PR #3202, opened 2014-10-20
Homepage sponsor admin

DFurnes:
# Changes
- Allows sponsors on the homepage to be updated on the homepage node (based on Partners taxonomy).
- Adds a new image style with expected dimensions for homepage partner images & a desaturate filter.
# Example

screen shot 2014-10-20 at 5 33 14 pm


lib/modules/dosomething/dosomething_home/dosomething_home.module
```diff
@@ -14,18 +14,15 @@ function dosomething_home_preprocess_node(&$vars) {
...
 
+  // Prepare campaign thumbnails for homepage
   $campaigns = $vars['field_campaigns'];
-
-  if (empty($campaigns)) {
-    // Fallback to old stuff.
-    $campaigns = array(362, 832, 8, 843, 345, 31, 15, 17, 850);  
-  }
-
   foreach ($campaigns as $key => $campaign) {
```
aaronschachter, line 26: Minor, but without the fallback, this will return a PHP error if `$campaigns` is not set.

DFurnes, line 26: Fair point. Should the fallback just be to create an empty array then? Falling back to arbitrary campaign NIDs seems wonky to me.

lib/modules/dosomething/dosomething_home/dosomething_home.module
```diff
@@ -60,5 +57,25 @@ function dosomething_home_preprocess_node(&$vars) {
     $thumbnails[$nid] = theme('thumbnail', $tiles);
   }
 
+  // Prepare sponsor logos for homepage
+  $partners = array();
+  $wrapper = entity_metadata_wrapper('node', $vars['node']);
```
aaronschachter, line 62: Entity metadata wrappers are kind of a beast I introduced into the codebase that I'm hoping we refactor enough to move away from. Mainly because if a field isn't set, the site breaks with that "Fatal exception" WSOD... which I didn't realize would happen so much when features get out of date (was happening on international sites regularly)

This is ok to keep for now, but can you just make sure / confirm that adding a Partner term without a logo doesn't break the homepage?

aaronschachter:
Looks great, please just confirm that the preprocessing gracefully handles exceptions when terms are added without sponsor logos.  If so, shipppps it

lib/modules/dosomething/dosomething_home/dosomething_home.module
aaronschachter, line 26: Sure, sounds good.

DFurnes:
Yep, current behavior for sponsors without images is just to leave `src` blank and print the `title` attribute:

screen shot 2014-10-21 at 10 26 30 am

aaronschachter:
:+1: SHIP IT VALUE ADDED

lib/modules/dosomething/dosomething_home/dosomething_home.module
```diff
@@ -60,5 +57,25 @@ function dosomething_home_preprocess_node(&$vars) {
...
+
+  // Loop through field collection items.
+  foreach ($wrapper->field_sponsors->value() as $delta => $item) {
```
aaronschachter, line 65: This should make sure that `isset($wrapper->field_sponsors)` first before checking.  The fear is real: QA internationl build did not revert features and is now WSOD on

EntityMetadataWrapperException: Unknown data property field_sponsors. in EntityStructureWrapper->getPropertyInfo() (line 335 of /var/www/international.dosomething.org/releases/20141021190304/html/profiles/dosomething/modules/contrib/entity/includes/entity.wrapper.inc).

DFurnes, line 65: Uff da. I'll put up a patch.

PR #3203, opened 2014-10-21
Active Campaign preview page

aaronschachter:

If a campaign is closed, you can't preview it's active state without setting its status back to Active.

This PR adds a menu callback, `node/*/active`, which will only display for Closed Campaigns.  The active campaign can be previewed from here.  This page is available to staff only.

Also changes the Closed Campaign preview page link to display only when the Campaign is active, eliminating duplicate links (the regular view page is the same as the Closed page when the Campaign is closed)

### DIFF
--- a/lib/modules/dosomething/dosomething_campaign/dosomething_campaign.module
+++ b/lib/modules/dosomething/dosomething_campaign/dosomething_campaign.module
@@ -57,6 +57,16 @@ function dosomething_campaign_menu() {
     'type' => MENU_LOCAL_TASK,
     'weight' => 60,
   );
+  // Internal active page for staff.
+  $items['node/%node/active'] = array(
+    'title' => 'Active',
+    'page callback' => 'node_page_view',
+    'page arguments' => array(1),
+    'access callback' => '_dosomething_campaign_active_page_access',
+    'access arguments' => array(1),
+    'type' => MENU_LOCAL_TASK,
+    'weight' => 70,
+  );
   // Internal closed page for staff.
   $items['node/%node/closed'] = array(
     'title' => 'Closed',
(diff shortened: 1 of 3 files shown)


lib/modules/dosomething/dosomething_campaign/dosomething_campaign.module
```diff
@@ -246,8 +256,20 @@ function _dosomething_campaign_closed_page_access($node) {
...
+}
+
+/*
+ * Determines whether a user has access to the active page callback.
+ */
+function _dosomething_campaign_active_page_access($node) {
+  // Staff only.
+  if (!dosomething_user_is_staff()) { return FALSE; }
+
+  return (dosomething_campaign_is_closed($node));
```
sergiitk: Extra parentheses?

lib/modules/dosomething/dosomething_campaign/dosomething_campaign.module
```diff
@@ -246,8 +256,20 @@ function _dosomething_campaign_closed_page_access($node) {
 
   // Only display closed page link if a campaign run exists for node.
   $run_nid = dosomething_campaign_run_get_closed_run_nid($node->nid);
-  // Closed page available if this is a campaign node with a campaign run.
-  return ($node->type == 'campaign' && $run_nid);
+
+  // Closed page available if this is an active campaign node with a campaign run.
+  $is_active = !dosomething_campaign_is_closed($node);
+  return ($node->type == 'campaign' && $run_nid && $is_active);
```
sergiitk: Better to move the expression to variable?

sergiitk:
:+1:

YOUR OBJECTIVE:
Copy out every line of the listing where the word "vars" occurs.

THE COMPLETED TASK:
@@ -14,18 +14,15 @@ function dosomething_home_preprocess_node(&$vars) {
   $campaigns = $vars['field_campaigns'];
@@ -60,5 +57,25 @@ function dosomething_home_preprocess_node(&$vars) {
+  $wrapper = entity_metadata_wrapper('node', $vars['node']);
@@ -60,5 +57,25 @@ function dosomething_home_preprocess_node(&$vars) {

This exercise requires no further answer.